[[ DATA FOR THIS TASK open ]]

PR #116, opened 2021-07-09
370 sanctions by scope

danieldunderfelt:
Closes HSLdevcom/bultti#370

Group report tables by some value if the groupRowsBy value is set. Currently set for the "all sanctions" report.

Server PR: https://github.com/HSLdevcom/bultti/pull/390


src/common/table/useTableColumns.ts
```diff
@@ -12,11 +13,16 @@ export function useTableColumns<ItemType extends TableItemType>({
   columnOrder?: string[]
   hideKeys?: string[]
 }) {
+  // Collect an array of keys that are empty for all items. These will be hidden.
+  let emptyValues = useMemo(() => findEmptyKeys(items), [items])
```
Divinare, line 17: So if all values of a column are empty, the whole column itself disappears? I dont see the point

src/report/ReportContainer.tsx
```diff
@@ -168,14 +168,22 @@ const ReportContainer = observer((props: PropTypes) => {
...
-        />
+        preparedReport && (
+          <FilteredResponseTable
+            data={preparedReport}
+            tableState={tableState}
+            columnLabels={columnLabels}
+            keyFromItem={reportKeyFromItem}
+            getColumnTotal={calculateReportTotals}
+            getCellHighlightColor={getCellHighlightColor}
+            groupBy={
```
Divinare, line 179: Can you just say:
```
groupByKey={report?.groupRowsBy ? text(item[report.groupRowsBy] as string) : 'default'}
```

using just a string is simplier, function not needed at this point?

src/text/fi.json
```diff
@@ -287,6 +287,10 @@
   "report_filtering_apply": "Suodata",
   "report_filtering_hint": "Suodata raporttitaulukkoa lisäämällä kenttä ylläolevalla painikkeella. Kirjoita tekstikentään arvo ja valitse valikosta sarakkeen jonka mukaan haluat suodata tuloksia. Jos haluat suodata kyllä/ei arvoja, voit käyttää suodatinarvona: true/false, kyllä/ei tai yes/no. Negatiiviset arvot toimii myös jos haluat listata rivit mistä puuttuu jokin arvo.",
 
+  "DEPARTURE": "Lähdöittäin",
+  "OPERATING_AREA": "Alueittain",
+  "PROCUREMENT_UNIT": "Kohteittain",
```
Divinare, line 292: report_group_by_procurement_unit: "Kohteittain"

And when this key is used, say something like
```
text[report_group_by_${object.toLowerCase()}]
```

src/report/ReportContainer.tsx
```diff
@@ -168,14 +168,22 @@ const ReportContainer = observer((props: PropTypes) => {
...
-          data={preparedReport}
-          tableState={tableState}
-          columnLabels={columnLabels}
-          keyFromItem={reportKeyFromItem}
-          getColumnTotal={calculateReportTotals}
-          getCellHighlightColor={getCellHighlightColor}
-        />
+        preparedReport && (
+          <FilteredResponseTable
+            data={preparedReport}
```
Divinare, line 173: I feel like this code could be improved a bit - now there are many variables declared in this scope that are only used by FilteredResponseTable e.g. columnLabels, tableState, reportKeyFromItem, calculateReportTotals, getCellHighlightColor. Could FilteredResponseTable take data in and declare those things including preparedReport inside FilteredResponseTable?

Divinare (changes requested):
Testing:

Issue 1:

- Kilpakohteittain is missing from "Lista kaikista sanktioista" at tulokset tab
  - I guess it's missing because it's empty. But you should still show the empty table to indicate that "Kilpakohteittain" exists.


Issue 2:

Alueittain:
Docs say that you should have columns "seuranta-alue, sanktio%, sanktion määrä (€) ja sanktion syy."

- is seuranta-alue the same as sanktion piiri?

Lähdöittäin:
- is variantti missing or is it column "reitti"? Docs say "Linja & variantti"

Issue 3:

When I download the excel, I did get all of the sanctions "kohteittain" but none of "alueittain" (had 1 row of alueittain but it didn't appear on the downloaded excel"

src/common/table/useTableColumns.ts
danieldunderfelt: The point is to hide departure-related columns for the tables with sanctions that are not departure-scoped. No need to have routeId etc for area and unit sanctions and they would just take up space.

And in general I prefer that all columns have a function, otherwise they are unnecessary.

src/report/ReportContainer.tsx
danieldunderfelt: Simpler yes, but less flexible. I don't see why this is a problem.

src/text/fi.json
danieldunderfelt: I'd like to be able to feed the "raw" text to the translate function and get a translation back. We can prepend `report_group_by_` sure, but I don't really see the point of complicating it further.

src/report/ReportContainer.tsx
danieldunderfelt: FilteredResponseTable is a general component whose task is to render a table based on an object like what "preparedReport" contains. You do have a point though, and we can make an intermediary component that crunches the data for `FilteredResponseTable` which the execution requirement components don't need.

danieldunderfelt:
Issue 1:

This suggestion would needlessly complicate the logic, since you would have to essentially hardcode the categories in order to show empty ones. Now it dynamically groups the sanctions by a key, and the groups themselves can be added to or removed without Bultti caring about exactly what they are. And all of this just to show an empty table, which I don't see the point of doing to begin with.

Issue 2:

Yes, "sanktion piiri" is the one. As I said, don't read these like the bible. There is room to be creative to make a solution that matches the specs and does not require too much work to implement. In this case, the Sanction entity has the `sanctionScope` prop which is used for all three groups, so putting "Seuranta-alue" as the translation here would make no sense for the two other groups.

And yes "reitti" is a combination of the line and the variant.

Issue 3:

There are two pages in the excel, each sanction group has its own page.

src/report/ReportContainer.tsx
Divinare: Not a problem but it's a bit better code. Minor issue though

src/text/fi.json
Divinare: Thing is the scope is there so that you can easilly see where it's being used. Now your best shot is to search "Lähdöittäin" from UI to see where it's being used... If it was just "lähtö" or "kohde" then this would be ok

Divinare:
Yeah my fault, didn't see the second page :D

I see, empty table would be good but the current code doesn't support it very well. Should tell UI to render specific column names without data to show.... We can leave it for now

src/common/table/useTableColumns.ts
Divinare: I see the point.

But what if you have only one row in some report where a column has no data. Will the column name without data disappear?

PR #117, opened 2021-07-12
367 JOLA rows loading state fix

danieldunderfelt:
Closes HSLdevcom/bultti#367

Add better loading state to JOLA rows box in post-inspection. Hide "not found" message until loading completes.


Divinare (changes requested):
The loading works well! Also seems like "suoritevaatimus" loading is faster now!

One thing I noticed, if you switch inspectionDate, JOLA doesn't reload - user has to manually click "päivitä"

Shouldn't it reload JOLA sanctions if inspectionDate is changed (when saving a new inspectionDate)?

danieldunderfelt:
> Shouldn't it reload JOLA sanctions if inspectionDate is changed (when saving a new inspectionDate)?

Good idea, I'll add this!

Divinare:
Good, changes seems to work

PR #122, opened 2021-07-27
#410 route deviation report schema update

danieldunderfelt:
Schema updates for server PR: https://github.com/HSLdevcom/bultti/pull/420

Closes HSLdevcom/bultti#410


Divinare:
Testing:

Issue 1:

Some registry numbers are missing from allDeviations excel:
registry_numbers_missing

Divinare:
Btw shouldn't excel show the same table columns as in UI? Currently not seeing "Rekisterinumero" column in UI

danieldunderfelt:
> Btw shouldn't excel show the same table columns as in UI? Currently not seeing "Rekisterinumero" column in UI even though it's in the excel downloaded excel.

Yes, but the rows of deviation pairs which were planned by HSL have no registry number. The excel report does not filter out columns where no rows have values, like the UI does.

Divinare:
For me, in "Linjasivurikkeet (HSL+liikennöitsijä)" report UI shows 32 rows and downloaded excel sheet only 8 rows. There seems to be some kind of bug, the rows in UI and downloaded excel should match right?

danieldunderfelt:
That sounds like a bug! I'll check it out.

danieldunderfelt:
> For me, in "Linjasivurikkeet (HSL+liikennöitsijä)" report UI shows 32 rows and downloaded excel sheet only 8 rows. There seems to be some kind of bug, the rows in UI and downloaded excel should match right?

The Excel file has pages for each day type. All the rows seem to be present.

PR #125, opened 2021-08-04
424 unit settings and max age calculation

danieldunderfelt:
Closes https://github.com/HSLdevcom/bultti/issues/424

Add option period start date and option max age increase method fields to procurement unit edit form. Update the data shown in the procurement unit expanding box header. Calculate the max age of the units using the new props. Create and update translations regarding these features.

Server PR: https://github.com/HSLdevcom/bultti/pull/428


src/procurementUnit/procurementUnitUtils.ts
```diff
@@ -0,0 +1,48 @@
...
+import { differenceInMonths, differenceInYears, isBefore } from 'date-fns'
+import { round } from '../util/round'
+
+// Calculate the maximum age value of the unit. It starts with the base "maximumAverageAge" value, and
+// if the unit uses option time, the maximum age is increased. There are tqo methods for increasing
+// the maximum age value, by 0.5 years per option year or monthly. This function calculates
+// the increase based on when the option period started and the reference date provided.
+// This same function also exists on the server, so if you touch this, also make the
+// changes in the server function of the same name.
+export function calculateMaximumAverageAge(
```
Divinare, line 12: I strongly suggest calculating this value only in BE and using procurementUnit.maximumAverageAge

Divinare (changes requested):
Code review done! Didn't test properly yet

src/text/fi.json
```diff
@@ -108,8 +108,15 @@
...
-  "procurementUnit_ageRequirementCalculated": "Laskettu maksimi keski-ikä vaatimus + optiovuodet",
+  "procurementUnit_ageRequirement": "Maksimi keski-ikä",
+  "procurementUnit_noOptions": "Ei optiota",
+  "procurementUnit_optionsUsed": "Käytetyt optiot",
+  "procurementUnit_optionPeriodStart": "Optio-kauden alku",
+  "procurementUnit_optionMaxAgeIncreaseMethod": "Maksimi keski-iän korotustapa",
+  "procurementUnit_optionMaxAgeIncreaseMethod_NO_INCREASE": "Ei korotusta",
+  "procurementUnit_optionMaxAgeIncreaseMethod_MONTHLY_INCREASE": "Korotetaan kuukausittain",
+  "procurementUnit_optionMaxAgeIncreaseMethod_HALF_YEAR_INCREASE": "Korotetaan 0.5v / optio-vuosi",
+  "procurementUnit_ageRequirementWithOptions": "Maksimi keski-ikä optiokorotuksilla",
```
Divinare, line 119: Suggestion:
Maksimi keski-ikä optiokorotuksilla (tällä hetkellä)

For me it's not quite clear that the current date affects the value. In future, after we pass the option year start date, option max age starts increasing

Divinare:
Testing:

The numbers seems to be incorrect. As testing in 17.8.2021:

Optio-kauden alkupvm 16.8.2019 should be 8,5, was 8
Optio-kauden alkupvm 17.8.2019 should be 8,5, was 8
Optio-kauden alkupvm 18.8.2019 should be 8 , was 8

src/procurementUnit/procurementUnitUtils.ts
Divinare: Seems like this value is really wanted in UI. How about making a resolver and getting this value that way from backend?

Divinare:
Review done!

src/procurementUnit/procurementUnitUtils.ts
danieldunderfelt: Yes, good idea. Fixed!

src/text/fi.json
danieldunderfelt: Might be a bit long... maybe as a ? text.

danieldunderfelt:
> A) The numbers seems to be incorrect. As testing in 17.8.2021

The option period is never compared to the _current_ date. When on the "Muokkaa kilpailukohteet" page, the option period end date is the start of the season (for lack of a better thing to use). When on the edit pre-inspection page, the option period end date is the start of the inspection period.

src/text/fi.json
```diff
@@ -108,8 +108,15 @@
   "procurementUnit_kilometersInWeek": "Kilometrejä viikossa",
   "procurementUnit_unitValidTime": "Kohteen voimassaoloaika",
   "procurementUnit_operationArea": "Seuranta-alue",
-  "procurementUnit_ageRequirement": "Maksimi keski-ikä vaatimus",
-  "procurementUnit_ageRequirementCalculated": "Laskettu maksimi keski-ikä vaatimus + optiovuodet",
+  "procurementUnit_ageRequirement": "Maksimi keski-ikä",
+  "procurementUnit_noOptions": "Ei optiota",
```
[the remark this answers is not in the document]
danieldunderfelt: Sure, I'll use that.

[[ DATA FOR THIS TASK closed ]]

WHAT YOU HAVE TO DO: Pull out each line of the records holding the string "inspectionDate".

RESPONSE TO THE EXERCISE:
One thing I noticed, if you switch inspectionDate, JOLA doesn't reload - user has to manually click "päivitä"
Shouldn't it reload JOLA sanctions if inspectionDate is changed (when saving a new inspectionDate)?
> Shouldn't it reload JOLA sanctions if inspectionDate is changed (when saving a new inspectionDate)?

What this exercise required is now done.